What's so dangerous about SOPA?

Wednesday saw websites like Wikipedia doing black outs in protest of the Stop Online Piracy Act (SOPA) and Protect IP Act (PIPA). Petitions have been circulating for months. It would seem the negative of backlash may have made an impact.

Florida Senator Marco Rubio, who co-sponsored PIPA, was the first to officially withdraw his support of the act calling for more discussion before new copyright legislation is introduced. Others followed suit including Senators Orrin Hatch, of Utah, Kelly Ayotte, of New Hampshire, Roy Blunt, of Missouri, John Boozman, of Arkansas, and Mark Kirk, of Illinois.

Lamar Smith, the Texas representative who first introduced SOPA, isn’t budging though. According to a article, he promises to reintroduce the bill to the House for discussion in February, so at the very least SOPA isn’t going anywhere.

While discussion of both these acts, which many fear could ruin the Internet as we know it, have been going on for months, for some this may have been the first they’ve heard of them. So. what’s so bad about them? Certainly stopping online piracy isn’t a bad thing, right? In theory it isn’t a bad idea, but how do you even define what qualifies as piracy? The legislation, in its original form, was written in a vague enough way that it could potentially be used to put a muzzle on many websites.
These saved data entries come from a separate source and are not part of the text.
PR #5938, opened 2015-09-16
Time Travel Stable

SabreCat:
Allows purchase of pets and mounts previously awarded only at the conclusion of World Boss events, via use of Mystic Hourglasses given to long-time subscribers.


test/spec/controllers/inventoryCtrlSpec.js
```diff
@@ -224,14 +224,56 @@ describe('Inventory Controller', function() {
...
   describe('#hasAllTimeTravelerItems', function() {
-    it('returns false if there are items left in the time traveler store', function() {
+    it('returns false if items remain for purchase with Mystic Hourglasses', function() {
       expect(scope.hasAllTimeTravelerItems()).to.eql(false);
     });
 
     it('returns true if there are no items left to purchase', inject(function(Content) {
       sandbox.stub(Content, 'timeTravelerStore').returns({});
-
+      for (var pet in Content.timeTravelStable.pets) {
```
crookedneighbor, line 237: You can just use the native js `foreach`, right? https://developer.mozilla.org/en-US/docs/Web/JavaScript/Reference/Global_Objects/Array/forEach

test/spec/controllers/inventoryCtrlSpec.js
```diff
@@ -224,14 +224,56 @@ describe('Inventory Controller', function() {
   });
 
   describe('#hasAllTimeTravelerItems', function() {
-    it('returns false if there are items left in the time traveler store', function() {
+    it('returns false if items remain for purchase with Mystic Hourglasses', function() {
       expect(scope.hasAllTimeTravelerItems()).to.eql(false);
     });
 
     it('returns true if there are no items left to purchase', inject(function(Content) {
       sandbox.stub(Content, 'timeTravelerStore').returns({});
```
crookedneighbor: Probably better to do what you're doing with the mounts and pets.

test/spec/controllers/inventoryCtrlSpec.js
SabreCat, line 237: Who knew that was a thing? Sure. xD

test/spec/controllers/inventoryCtrlSpec.js
SabreCat: Ah, iterate over all the mystery item sets and give them to the user? OK, I'll see if I can figure that out.

test/spec/controllers/inventoryCtrlSpec.js
SabreCat, line 237: Since I ended up turning Content.timetravelStable[whatever] into objects, `forEach` doesn't work.

test/spec/controllers/inventoryCtrlSpec.js
SabreCat: Fixed. Though my means of figuring out which items to give the `user` are a little kludgey--suggestions welcome!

SOPA’s main targets are overseas sites like The Pirate Bay, which is a treasure chest of illegal downloads of movies and TV shows. U.S. copyright laws holds no jurisdiction internationally. SOPA would blacklist pirate sites by requiring U.S. search engines, advertising networks and other providers to withhold their services.

According to a CNN Money article, sites like YouTube are worried that they would be forced to more closely police their content to avoid running afoul of the new rules.

An article on features the Recording Industry Association of America explaining that SOPA could be used to deny “access to only the illegal part of the site” that is found to be questionable. Many fear this could lead to sites like YouTube being targeted.

The same article quotes Laurence Tribe, a high-profile Harvard law professor, as saying SOPA is unconstitutional because, if enacted, “an entire Web site containing tens of thousands of pages could be targeted if only a single page were accused of infringement.”

The implications of both acts stretch further than YouTube, but let’s continue to use that site as our example. It is true, a lot of videos on YouTube are blatant re-postings of copyrighted material and it is understandable why the copyright holders would want to stop this, but there are concerns that SOPA would be throwing out the baby with the bathwater.

There’s a good deal of content on YouTube that uses copyrighted material in interesting and creative ways. A popular trend for the last few years has been movie trailer mash up, which will take the audio from one film and match it with another. The better ones are done with a real sense of wit and skill. A recent example of this combines the new “Dark Knight Rises” trailer with “The Lion King” with striking results. If the fears about SOPA are true, the act could potentially put an end to content like this.

Use of copyrighted material in this way falls under fair use which allows for some of the content of a work to be used in a parody. Copyrighted material also falls under fair use in criticism and scholarly work. Using part of a song or video is comparable to quoting a literary work.

I personally encounter fair use issues on YouTube often when posting videos that feature clips of movies I am reviewing. Even though the video falls under fair use, it is flagged. Nothing usually happens and the video still stays up, but with SOPA it could be potentially taken down. Supporters of SOPA say that this is too extreme a reading of the law, but those against it don’t want to even head down a path that could lead to censorship.

The loss or crippling of a site like YouTube would be huge. While for many YouTube is just a 24/7 version of “America’s Funniest Home Videos,” it is also a valuable platform for aspiring filmmakers, animators, actors, musicians and other artists to share their work and opinions. Silencing any part of it would be a tremendous loss.